J.W.:      You’re referring specifically to an originary murder…

R.G.:       Yes. Then at a certain stage, the scapegoat phenomenon and its ritual repetition create the possibility of representation, which requires some degree of reflection, and not simply reflexive imitation. So it is that mimesis is “undecidable,” in the sense that it is decided in common with the model. Continuity ultimately produced discontinuity. A good model will make our mimesis good (Christ); a bad model will make our mimesis rivalrous.

J.W.:      So in beginning stages of what we know as human there was basically reflexive imitation.

R.G.:       Yes, that was the primary thing. Representation as such is a late development. It may have taken hundreds of thousands of years, or longer, to reach the representational capacity of “humanity.”

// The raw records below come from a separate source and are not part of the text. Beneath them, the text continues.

PR #2343, opened 2022-06-10
integrate the ouctl plugin for deploying OpenUnison

mlbiam:
1.  Validated the install through manual kubectl krew install --manifest...
2. Updated to match best practices docs


ahmetb:

-----

Thanks for your patience!
/kind new-plugin

plugins/ouctl.yaml
```diff
@@ -0,0 +1,53 @@
+apiVersion: krew.googlecontainertools.github.com/v1alpha2
+kind: Plugin
+metadata:
+  name: ouctl
+spec:
+  version: "v0.0.1"
+  homepage: https://github.com/tremolosecurity/openunison-control
+  shortDescription: "Deploy OpenUnison for authentication and automation"
+  description: |
+    Deploys OpenUnison for authentication and automation.  Also deploys satelites for multi-cluster authentication.  See https://openunison.github.io/deployauth/ for detailed instructions
```
ahmetb, line 10: Do you mind wrapping this at 80 chars?

plugins/ouctl.yaml
```diff
@@ -0,0 +1,52 @@
+apiVersion: krew.googlecontainertools.github.com/v1alpha2
+kind: Plugin
+metadata:
+  name: ouctl
+spec:
+  version: "v0.0.1"
+  homepage: https://github.com/tremolosecurity/openunison-control
+  shortDescription: "Deploy OpenUnison for authentication and automation"
+  description: Deploys OpenUnison, see https://openunison.github.io/deployauth/ for details
```
ahmetb, line 9: The new description reads like the plugin is meant to be invoked one-time. Is this the case? Or are there ongoing management subcommands?

mlbiam: in a single cluster, you can use it to both deploy and update openunison (it does error checking and timing of deployment between multiple helm charts).  In a multi cluster environment, it's used for onboarding new clusters so it would be called for each new cluster to enable authentication on it.

ahmetb:
(Moving discussion to main thread)

Typically, we don't accept plugins that are designed mostly to install/remove some component. (i.e. a script/helm chart could do that.)

I'm afraid the plugin might be more appropriate for the host-your-own Krew-index mode: https://krew.sigs.k8s.io/docs/developer-guide/custom-indexes/
/kind gray-area

mlbiam:
@ahmetb isn't a tool used to automate repetitive tasks (like integrating clusters for authentication) something that kubectl plugins were built for?  This tool automates a multi-helm chart deployment (among other things).

ahmetb:
Yeah, I think it's arguable if it orchestrates something non-trivial. That said, other plugins that are very closely tied to operators (or similar external systems) like yours typically do more than installation/removal. 

Do you mind pasting examples of commands/flags your plugin supports (sorry I am afk so can't try myself right now)?

mlbiam:
@ahmetb sorry, the plugin wasn't as ready as i thought and has gone through several revisions and updates.  That said:

> Do you mind pasting examples of commands/flags your plugin supports (sorry I am afk so can't try myself right now)?

There are two modes:

`install-auth-portal` - something like `ouctl install-auth-portal -s /path/to/secret /path/to/values.yaml` will:

1.  Create a `Secret`
2. Install the operator helm chart
3. Install the orchestra helm chart
4. install the orchestra-login-portal chart

There are also the `-u` flag which lets you pre-run charts for additional configuration (like custom logos) and `-r` which lets you add additional charts for running after installation.  This would include custom applications that you integrate into OpenUnison for authentication.  Using the `ouctl` command, rather then helm, lets the cluster operator control both installs and updates in a predictable way.  The plugin does error checking and state management amongst the various components.

`install-satelite`- this mode integrates a new cluster into the OpenUnison control plane, providing a single authentication source for all your clusters.  In order to do this, the `ouctl` needs to inspect both the control plane cluster and new satelite cluster, make sure the proper certificates and authorization rules are configured, do the work of `install-auth-portal`  on the satelite and running charts on the control-plane to automatically setup SSO between the two without asking the user any questions.  Each time a new cluster is onbaorded, this process needs to be run making the `ouctl` a utility that simplifies the process and cuts down on the manual work, to your point about a plugin needing to be :" I think it's arguable if it orchestrates something non-trivial".  This integration process requires the inspection of multiple objects in both clusters including `Secret`, `ConfigMap`, `OpenUnison` CRD to generate the appropriate configurations and run the correct charts.

Let me know if you need any other details and thanks!

ahmetb:
I think my position still stands. kubectl plugins are good opportunities to improve the experience of kubectl functionality itself.

However, I think this plugin still appears to be focused on installation. Even though the installation is repetitive for each cluster, you can imagine everyone who distributes something would go down this way and develop a plugin just to get their thing installed ––and that's not what the kubectl plugins are intended for.

I think the fact that the tool is called `ouctl` kind of implies that this is meant to be a tool on its own –not necessarily a kubectl plugin.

From a theological point of view which is compatible, I hope, with my mimetic anthropology, I would say that the Word or Christ is at work in this whole long process toward humanity and representation. Representation is still distorted, of course, in that it distorts or disguises the violence stemming from originary mimesis. This is what I have called méconnaissance, misrecognition, or even “misprision,” as Shakespeare and Harold Bloom would say (misprision: noun: MF mesprison: error, wrongdoing; a misunderstanding in which one thing is taken for another. “A term used by Harold Bloom to describe the process by which strong writers misread or misinterpret their literary predecessors so as to clear imaginative space for themselves. According to Bloom, every poem is a misprision or misconstrual of a hypothetical parent poem.”) I think Gil Bailie has expressed this well in his recent paper on the vine and the branches: the Word was the light accompanying the “mythic darkness of the sacred violence that accompanied Hominization.  Humanity generated its own crude forms of illumination precisely by periodically expelling this light.”